• **Assigned task**
Show each line of the listing in which the word "into" occurs.

• **Dataset excerpts**
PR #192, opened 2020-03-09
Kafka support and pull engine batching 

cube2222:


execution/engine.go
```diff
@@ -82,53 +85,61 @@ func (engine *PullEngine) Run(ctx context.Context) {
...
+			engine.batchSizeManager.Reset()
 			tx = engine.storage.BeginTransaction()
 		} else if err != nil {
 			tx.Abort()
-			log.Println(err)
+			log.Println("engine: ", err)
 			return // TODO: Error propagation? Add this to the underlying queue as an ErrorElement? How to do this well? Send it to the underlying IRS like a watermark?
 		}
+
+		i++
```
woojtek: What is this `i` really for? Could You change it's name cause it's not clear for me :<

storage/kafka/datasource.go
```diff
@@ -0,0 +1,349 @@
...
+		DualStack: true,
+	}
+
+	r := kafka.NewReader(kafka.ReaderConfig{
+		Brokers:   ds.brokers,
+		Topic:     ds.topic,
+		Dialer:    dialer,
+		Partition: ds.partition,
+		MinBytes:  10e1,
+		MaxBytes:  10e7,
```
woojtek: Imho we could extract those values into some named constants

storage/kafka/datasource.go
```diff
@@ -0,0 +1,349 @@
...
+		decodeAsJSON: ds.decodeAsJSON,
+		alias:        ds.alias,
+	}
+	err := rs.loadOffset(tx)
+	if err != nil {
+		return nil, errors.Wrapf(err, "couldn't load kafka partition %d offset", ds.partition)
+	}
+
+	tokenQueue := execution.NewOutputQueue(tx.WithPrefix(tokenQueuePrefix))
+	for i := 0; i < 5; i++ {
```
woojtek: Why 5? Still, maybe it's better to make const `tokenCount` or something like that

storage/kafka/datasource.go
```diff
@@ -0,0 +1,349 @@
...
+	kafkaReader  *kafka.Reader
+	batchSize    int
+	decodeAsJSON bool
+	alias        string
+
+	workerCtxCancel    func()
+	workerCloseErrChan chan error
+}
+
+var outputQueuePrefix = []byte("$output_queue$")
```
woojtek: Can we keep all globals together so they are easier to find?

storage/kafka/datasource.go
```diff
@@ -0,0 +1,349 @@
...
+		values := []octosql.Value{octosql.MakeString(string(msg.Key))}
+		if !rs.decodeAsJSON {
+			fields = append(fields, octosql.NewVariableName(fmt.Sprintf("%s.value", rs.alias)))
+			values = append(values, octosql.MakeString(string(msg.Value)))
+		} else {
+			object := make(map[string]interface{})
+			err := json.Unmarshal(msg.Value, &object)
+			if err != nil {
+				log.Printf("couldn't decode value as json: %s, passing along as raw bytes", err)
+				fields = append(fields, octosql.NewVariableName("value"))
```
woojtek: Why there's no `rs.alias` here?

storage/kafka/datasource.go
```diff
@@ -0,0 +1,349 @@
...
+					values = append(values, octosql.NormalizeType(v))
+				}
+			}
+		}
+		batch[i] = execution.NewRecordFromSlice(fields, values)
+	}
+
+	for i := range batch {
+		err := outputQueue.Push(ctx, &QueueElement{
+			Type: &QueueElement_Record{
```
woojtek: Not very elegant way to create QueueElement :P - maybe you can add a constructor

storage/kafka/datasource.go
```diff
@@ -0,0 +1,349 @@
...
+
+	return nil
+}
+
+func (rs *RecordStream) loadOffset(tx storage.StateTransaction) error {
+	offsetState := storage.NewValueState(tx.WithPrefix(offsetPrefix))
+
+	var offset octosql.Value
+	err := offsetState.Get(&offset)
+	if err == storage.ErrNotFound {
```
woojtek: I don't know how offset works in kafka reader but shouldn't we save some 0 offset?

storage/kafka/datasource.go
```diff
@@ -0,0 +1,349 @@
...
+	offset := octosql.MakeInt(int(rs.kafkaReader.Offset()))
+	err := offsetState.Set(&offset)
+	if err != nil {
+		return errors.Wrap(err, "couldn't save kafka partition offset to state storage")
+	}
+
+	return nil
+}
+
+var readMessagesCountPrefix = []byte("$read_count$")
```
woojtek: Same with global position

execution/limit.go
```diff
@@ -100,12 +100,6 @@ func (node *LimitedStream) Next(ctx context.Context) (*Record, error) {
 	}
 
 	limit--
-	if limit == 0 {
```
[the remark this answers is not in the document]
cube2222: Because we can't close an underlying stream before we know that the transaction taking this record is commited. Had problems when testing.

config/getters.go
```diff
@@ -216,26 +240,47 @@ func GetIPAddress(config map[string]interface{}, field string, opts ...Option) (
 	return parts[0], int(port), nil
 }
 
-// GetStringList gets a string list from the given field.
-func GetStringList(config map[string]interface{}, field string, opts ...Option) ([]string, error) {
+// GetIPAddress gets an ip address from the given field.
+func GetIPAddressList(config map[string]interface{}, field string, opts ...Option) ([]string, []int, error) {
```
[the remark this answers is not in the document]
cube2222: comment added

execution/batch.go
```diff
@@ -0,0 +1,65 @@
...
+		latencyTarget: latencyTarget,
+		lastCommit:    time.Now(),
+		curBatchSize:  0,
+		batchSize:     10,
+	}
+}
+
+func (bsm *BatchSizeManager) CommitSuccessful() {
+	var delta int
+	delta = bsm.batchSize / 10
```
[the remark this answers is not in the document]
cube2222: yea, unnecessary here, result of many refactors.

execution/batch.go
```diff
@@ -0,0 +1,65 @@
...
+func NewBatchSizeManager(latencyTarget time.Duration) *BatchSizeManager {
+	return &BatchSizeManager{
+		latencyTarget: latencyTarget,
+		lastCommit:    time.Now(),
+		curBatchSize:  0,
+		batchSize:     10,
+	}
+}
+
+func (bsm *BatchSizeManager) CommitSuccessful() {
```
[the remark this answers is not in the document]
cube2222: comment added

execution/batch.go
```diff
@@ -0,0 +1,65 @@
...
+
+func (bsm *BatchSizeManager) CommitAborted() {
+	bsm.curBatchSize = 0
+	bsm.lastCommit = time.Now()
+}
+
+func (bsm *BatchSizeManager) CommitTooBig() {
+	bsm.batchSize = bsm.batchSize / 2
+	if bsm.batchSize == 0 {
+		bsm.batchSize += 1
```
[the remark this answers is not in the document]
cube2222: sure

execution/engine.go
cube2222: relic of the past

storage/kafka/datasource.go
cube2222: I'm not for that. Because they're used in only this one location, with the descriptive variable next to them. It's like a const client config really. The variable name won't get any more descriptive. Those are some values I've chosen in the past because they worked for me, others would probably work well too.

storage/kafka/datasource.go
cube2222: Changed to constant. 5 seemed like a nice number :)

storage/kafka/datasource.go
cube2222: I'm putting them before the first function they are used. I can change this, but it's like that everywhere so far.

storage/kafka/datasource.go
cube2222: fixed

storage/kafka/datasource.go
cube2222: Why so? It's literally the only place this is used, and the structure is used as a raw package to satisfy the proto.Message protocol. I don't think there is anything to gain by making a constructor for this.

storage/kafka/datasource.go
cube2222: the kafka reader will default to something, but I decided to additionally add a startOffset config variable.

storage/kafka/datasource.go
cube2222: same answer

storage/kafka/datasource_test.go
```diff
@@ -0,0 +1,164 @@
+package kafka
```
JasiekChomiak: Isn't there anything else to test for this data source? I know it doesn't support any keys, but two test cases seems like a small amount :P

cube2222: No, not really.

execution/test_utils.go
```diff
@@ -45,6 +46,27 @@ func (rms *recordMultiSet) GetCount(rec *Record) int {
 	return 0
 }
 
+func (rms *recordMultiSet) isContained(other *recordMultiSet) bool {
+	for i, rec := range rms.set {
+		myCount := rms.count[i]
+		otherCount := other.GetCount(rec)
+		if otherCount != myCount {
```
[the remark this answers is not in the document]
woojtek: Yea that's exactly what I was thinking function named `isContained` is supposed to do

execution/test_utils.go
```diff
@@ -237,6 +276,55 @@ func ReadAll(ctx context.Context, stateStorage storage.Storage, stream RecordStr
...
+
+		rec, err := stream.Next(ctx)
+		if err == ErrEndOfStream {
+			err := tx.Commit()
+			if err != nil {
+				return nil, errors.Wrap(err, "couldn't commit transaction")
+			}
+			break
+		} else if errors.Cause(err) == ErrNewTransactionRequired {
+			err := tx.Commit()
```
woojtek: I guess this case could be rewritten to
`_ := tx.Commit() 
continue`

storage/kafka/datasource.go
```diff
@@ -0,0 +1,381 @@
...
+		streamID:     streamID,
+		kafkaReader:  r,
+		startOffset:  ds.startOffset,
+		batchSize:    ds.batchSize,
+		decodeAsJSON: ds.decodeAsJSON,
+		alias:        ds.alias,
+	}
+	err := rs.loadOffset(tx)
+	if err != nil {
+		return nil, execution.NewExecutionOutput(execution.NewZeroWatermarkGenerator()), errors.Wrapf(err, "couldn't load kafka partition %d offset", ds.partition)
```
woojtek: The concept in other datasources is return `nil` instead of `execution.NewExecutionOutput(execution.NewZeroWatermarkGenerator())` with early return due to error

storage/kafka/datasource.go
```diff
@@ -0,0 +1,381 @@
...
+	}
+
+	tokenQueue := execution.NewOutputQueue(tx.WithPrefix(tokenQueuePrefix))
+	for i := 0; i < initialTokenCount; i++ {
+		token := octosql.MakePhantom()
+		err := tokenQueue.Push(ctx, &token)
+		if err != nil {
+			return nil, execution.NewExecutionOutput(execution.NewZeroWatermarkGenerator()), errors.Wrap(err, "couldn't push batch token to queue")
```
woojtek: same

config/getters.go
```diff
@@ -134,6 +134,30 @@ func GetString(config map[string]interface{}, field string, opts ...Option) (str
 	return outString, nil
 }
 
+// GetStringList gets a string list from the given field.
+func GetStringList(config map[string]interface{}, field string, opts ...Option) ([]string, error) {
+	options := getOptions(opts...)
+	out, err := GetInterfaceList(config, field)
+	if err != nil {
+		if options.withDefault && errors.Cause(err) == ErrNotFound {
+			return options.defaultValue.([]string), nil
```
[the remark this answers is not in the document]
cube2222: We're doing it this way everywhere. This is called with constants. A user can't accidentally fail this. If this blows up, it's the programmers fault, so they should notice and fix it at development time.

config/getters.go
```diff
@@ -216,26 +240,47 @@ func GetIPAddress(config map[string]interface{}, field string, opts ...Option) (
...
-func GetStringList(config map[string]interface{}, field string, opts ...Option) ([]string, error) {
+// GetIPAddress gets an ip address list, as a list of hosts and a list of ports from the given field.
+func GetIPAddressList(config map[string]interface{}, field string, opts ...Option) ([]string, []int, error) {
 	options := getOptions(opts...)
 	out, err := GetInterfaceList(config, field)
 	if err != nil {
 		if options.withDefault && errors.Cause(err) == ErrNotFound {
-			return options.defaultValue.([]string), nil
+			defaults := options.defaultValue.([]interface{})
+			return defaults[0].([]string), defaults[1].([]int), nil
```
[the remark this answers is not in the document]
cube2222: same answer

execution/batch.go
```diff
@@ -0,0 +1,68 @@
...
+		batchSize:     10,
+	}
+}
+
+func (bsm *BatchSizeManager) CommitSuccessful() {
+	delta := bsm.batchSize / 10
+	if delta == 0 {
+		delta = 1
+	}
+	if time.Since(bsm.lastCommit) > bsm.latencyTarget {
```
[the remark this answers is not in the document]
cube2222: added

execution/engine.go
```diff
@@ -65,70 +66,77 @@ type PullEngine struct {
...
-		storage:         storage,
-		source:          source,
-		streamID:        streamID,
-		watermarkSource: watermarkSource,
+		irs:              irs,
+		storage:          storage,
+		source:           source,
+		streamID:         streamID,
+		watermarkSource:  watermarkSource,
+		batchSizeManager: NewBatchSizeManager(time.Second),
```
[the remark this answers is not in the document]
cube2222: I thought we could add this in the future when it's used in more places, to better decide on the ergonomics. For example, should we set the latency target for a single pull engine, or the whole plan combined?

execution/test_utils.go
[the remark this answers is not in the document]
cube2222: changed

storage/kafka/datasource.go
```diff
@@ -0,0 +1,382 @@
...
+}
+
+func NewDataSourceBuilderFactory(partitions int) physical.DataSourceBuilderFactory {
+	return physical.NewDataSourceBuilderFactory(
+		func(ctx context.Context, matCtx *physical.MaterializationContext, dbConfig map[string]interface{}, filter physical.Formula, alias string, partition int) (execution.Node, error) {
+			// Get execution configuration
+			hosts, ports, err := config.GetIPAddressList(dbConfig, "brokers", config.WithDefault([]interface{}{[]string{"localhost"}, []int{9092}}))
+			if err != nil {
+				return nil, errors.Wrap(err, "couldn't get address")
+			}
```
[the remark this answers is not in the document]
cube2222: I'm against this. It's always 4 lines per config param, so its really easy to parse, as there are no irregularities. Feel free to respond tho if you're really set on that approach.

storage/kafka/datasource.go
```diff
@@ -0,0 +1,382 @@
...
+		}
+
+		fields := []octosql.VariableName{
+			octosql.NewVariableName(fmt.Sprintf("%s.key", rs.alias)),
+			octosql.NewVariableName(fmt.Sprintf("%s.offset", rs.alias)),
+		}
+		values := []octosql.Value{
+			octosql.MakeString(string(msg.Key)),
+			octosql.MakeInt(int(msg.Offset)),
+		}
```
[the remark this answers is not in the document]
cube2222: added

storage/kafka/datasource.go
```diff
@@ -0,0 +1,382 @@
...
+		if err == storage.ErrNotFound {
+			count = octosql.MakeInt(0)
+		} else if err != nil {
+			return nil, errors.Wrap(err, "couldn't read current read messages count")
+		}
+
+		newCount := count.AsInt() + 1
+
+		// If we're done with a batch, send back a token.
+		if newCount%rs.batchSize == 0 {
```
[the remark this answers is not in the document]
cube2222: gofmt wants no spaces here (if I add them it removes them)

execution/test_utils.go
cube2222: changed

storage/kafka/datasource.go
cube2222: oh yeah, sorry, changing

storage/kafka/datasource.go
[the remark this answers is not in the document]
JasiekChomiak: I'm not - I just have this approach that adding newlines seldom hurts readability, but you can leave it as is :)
==
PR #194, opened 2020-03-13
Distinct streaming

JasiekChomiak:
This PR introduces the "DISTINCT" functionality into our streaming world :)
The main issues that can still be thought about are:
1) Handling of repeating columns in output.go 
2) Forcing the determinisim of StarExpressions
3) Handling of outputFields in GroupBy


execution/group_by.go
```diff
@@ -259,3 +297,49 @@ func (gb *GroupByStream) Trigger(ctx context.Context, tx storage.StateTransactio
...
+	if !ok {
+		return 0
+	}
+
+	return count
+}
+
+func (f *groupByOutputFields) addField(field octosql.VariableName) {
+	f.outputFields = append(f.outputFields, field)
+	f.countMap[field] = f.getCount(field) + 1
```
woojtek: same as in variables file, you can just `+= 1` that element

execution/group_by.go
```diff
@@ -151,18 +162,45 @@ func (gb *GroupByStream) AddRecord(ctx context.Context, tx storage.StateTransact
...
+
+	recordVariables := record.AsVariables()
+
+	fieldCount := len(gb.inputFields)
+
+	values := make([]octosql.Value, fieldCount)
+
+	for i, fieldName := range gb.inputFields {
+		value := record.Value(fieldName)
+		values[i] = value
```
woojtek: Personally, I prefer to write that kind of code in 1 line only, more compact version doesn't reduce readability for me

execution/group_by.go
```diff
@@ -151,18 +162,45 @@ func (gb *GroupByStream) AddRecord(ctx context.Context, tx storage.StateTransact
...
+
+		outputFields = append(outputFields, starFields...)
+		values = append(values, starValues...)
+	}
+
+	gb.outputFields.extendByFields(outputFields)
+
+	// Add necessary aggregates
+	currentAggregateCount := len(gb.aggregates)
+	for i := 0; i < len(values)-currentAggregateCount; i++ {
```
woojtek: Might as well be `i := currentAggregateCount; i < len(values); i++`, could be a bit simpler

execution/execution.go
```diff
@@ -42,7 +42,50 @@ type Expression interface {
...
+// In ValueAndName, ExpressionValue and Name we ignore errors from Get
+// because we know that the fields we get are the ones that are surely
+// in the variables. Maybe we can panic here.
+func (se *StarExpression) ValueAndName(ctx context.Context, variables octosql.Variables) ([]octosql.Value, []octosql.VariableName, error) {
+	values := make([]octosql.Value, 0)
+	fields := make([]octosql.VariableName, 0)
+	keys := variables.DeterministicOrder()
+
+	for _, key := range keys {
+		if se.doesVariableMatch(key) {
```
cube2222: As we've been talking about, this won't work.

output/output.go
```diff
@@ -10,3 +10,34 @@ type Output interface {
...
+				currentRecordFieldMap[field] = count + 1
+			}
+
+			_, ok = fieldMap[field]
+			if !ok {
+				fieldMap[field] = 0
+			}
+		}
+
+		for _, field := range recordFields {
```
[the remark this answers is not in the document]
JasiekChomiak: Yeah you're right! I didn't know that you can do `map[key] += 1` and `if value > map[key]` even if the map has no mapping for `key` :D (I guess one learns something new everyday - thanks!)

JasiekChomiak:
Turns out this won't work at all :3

• **Task output**
woojtek: Imho we could extract those values into some named constants
This PR introduces the "DISTINCT" functionality into our streaming world :)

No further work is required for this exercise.